*** Opening Given information ***
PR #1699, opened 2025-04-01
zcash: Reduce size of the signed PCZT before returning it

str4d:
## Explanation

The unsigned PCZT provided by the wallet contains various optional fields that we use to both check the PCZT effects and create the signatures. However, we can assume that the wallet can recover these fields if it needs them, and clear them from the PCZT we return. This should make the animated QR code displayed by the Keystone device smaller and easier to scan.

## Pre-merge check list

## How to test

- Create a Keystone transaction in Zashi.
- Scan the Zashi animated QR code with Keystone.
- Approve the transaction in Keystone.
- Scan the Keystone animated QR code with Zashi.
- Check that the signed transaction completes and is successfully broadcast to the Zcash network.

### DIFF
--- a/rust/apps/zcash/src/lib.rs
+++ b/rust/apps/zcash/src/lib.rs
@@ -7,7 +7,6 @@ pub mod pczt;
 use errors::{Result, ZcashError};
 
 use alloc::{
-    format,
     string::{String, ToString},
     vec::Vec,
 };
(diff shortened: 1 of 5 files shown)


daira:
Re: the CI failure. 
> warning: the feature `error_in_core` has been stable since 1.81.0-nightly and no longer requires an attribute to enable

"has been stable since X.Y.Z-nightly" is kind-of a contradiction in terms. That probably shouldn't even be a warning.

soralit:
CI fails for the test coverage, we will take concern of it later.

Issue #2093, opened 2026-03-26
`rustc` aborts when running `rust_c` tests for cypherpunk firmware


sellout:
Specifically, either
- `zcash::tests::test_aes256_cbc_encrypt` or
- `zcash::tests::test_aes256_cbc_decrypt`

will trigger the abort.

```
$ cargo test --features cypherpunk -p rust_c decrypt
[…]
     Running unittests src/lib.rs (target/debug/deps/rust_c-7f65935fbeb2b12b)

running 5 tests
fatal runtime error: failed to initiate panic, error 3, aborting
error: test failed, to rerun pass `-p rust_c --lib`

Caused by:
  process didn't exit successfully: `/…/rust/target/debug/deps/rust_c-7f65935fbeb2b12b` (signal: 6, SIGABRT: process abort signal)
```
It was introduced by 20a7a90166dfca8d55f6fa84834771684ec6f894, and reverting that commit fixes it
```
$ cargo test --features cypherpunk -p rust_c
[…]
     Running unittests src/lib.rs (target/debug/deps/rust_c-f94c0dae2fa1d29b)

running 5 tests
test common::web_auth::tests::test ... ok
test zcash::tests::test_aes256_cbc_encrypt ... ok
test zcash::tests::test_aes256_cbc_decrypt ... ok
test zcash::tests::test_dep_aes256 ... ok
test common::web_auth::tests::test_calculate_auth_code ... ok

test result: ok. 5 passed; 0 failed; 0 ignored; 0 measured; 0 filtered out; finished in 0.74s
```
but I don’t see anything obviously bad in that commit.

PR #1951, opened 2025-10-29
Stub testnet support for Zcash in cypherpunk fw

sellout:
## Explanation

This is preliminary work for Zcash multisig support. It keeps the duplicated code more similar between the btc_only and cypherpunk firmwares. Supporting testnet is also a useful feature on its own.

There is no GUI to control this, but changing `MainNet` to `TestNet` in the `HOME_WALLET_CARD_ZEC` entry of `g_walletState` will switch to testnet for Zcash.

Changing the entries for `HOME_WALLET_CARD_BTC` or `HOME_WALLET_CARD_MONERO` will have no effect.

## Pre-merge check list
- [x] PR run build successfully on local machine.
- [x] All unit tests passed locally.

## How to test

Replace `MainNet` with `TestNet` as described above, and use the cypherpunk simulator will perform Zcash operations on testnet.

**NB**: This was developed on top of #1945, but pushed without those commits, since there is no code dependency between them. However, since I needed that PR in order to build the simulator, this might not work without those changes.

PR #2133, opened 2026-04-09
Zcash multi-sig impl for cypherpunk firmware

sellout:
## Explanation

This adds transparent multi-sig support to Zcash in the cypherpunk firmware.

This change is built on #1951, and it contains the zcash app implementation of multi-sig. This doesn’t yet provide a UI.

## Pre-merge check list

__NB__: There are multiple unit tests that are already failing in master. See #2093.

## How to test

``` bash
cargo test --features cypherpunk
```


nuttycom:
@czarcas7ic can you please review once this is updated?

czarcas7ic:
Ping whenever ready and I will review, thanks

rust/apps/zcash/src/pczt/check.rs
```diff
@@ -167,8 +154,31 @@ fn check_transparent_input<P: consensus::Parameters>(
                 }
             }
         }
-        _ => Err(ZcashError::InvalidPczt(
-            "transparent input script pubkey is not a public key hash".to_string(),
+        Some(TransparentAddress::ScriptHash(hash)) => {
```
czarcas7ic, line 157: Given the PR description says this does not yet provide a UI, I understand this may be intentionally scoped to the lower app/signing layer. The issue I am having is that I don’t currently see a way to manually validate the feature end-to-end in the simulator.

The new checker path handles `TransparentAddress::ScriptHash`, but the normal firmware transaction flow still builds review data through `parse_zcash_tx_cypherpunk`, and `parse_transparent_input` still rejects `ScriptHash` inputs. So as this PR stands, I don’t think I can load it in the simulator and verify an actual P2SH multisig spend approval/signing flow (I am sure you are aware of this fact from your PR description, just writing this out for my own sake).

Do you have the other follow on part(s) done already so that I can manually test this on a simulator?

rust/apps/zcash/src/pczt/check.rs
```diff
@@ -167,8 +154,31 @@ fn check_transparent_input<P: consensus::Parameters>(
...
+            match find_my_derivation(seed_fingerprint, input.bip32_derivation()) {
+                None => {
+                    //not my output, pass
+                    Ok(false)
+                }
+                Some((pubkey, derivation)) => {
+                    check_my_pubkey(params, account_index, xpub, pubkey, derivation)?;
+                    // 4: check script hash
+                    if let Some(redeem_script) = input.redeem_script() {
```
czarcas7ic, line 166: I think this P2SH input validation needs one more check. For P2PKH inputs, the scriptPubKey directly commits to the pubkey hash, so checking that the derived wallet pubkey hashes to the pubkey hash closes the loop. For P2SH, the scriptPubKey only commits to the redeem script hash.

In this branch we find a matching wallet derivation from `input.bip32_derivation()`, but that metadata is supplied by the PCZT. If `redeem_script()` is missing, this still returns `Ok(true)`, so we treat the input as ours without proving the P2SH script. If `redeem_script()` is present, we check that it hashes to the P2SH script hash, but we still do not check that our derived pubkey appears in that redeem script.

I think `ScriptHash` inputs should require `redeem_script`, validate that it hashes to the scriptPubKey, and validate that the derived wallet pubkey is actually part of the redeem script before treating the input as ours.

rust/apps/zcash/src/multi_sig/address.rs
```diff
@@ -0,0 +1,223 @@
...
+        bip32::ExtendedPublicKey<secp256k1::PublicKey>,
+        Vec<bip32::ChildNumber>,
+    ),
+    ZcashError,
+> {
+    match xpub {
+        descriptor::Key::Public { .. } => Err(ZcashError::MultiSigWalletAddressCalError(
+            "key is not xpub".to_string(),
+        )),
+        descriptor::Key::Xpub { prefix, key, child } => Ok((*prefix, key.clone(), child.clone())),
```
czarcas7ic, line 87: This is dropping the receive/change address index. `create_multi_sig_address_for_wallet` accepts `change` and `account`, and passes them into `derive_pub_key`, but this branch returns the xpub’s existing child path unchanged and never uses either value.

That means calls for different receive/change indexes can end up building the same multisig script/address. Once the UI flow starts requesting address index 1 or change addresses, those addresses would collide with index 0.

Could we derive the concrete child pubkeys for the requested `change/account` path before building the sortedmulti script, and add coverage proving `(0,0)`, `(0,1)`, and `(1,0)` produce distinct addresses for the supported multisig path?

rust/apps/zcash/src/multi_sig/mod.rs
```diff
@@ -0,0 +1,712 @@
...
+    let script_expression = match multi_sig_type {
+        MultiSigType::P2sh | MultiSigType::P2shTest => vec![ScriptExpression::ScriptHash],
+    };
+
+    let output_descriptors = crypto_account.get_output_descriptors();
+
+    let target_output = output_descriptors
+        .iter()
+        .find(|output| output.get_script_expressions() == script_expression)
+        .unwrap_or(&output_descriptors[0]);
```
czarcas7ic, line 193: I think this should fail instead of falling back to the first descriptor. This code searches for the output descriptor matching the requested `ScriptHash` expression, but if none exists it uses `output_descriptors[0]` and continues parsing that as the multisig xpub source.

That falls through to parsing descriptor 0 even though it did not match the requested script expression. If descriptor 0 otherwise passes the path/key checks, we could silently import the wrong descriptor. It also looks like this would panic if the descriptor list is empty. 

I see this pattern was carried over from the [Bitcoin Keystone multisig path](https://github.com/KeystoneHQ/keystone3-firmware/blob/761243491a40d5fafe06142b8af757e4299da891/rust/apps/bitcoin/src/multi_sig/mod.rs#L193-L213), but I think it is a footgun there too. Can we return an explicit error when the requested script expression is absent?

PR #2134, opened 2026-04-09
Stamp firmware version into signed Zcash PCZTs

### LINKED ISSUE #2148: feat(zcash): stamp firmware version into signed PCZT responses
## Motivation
*** Closing Given information ***
*What needs to be done:* There is a line with "CI fails for" and a line with "- [x] PR run" above. Copy exactly those two lines and all lines between them, with nothing else.

*Finished exercise:*
CI fails for the test coverage, we will take concern of it later.

Issue #2093, opened 2026-03-26
`rustc` aborts when running `rust_c` tests for cypherpunk firmware


sellout:
Specifically, either
- `zcash::tests::test_aes256_cbc_encrypt` or
- `zcash::tests::test_aes256_cbc_decrypt`

will trigger the abort.

```
$ cargo test --features cypherpunk -p rust_c decrypt
[…]
     Running unittests src/lib.rs (target/debug/deps/rust_c-7f65935fbeb2b12b)

running 5 tests
fatal runtime error: failed to initiate panic, error 3, aborting
error: test failed, to rerun pass `-p rust_c --lib`

Caused by:
  process didn't exit successfully: `/…/rust/target/debug/deps/rust_c-7f65935fbeb2b12b` (signal: 6, SIGABRT: process abort signal)
```
It was introduced by 20a7a90166dfca8d55f6fa84834771684ec6f894, and reverting that commit fixes it
```
$ cargo test --features cypherpunk -p rust_c
[…]
     Running unittests src/lib.rs (target/debug/deps/rust_c-f94c0dae2fa1d29b)

running 5 tests
test common::web_auth::tests::test ... ok
test zcash::tests::test_aes256_cbc_encrypt ... ok
test zcash::tests::test_aes256_cbc_decrypt ... ok
test zcash::tests::test_dep_aes256 ... ok
test common::web_auth::tests::test_calculate_auth_code ... ok

test result: ok. 5 passed; 0 failed; 0 ignored; 0 measured; 0 filtered out; finished in 0.74s
```
but I don’t see anything obviously bad in that commit.

PR #1951, opened 2025-10-29
Stub testnet support for Zcash in cypherpunk fw

sellout:
## Explanation

This is preliminary work for Zcash multisig support. It keeps the duplicated code more similar between the btc_only and cypherpunk firmwares. Supporting testnet is also a useful feature on its own.

There is no GUI to control this, but changing `MainNet` to `TestNet` in the `HOME_WALLET_CARD_ZEC` entry of `g_walletState` will switch to testnet for Zcash.

Changing the entries for `HOME_WALLET_CARD_BTC` or `HOME_WALLET_CARD_MONERO` will have no effect.

## Pre-merge check list
- [x] PR run build successfully on local machine.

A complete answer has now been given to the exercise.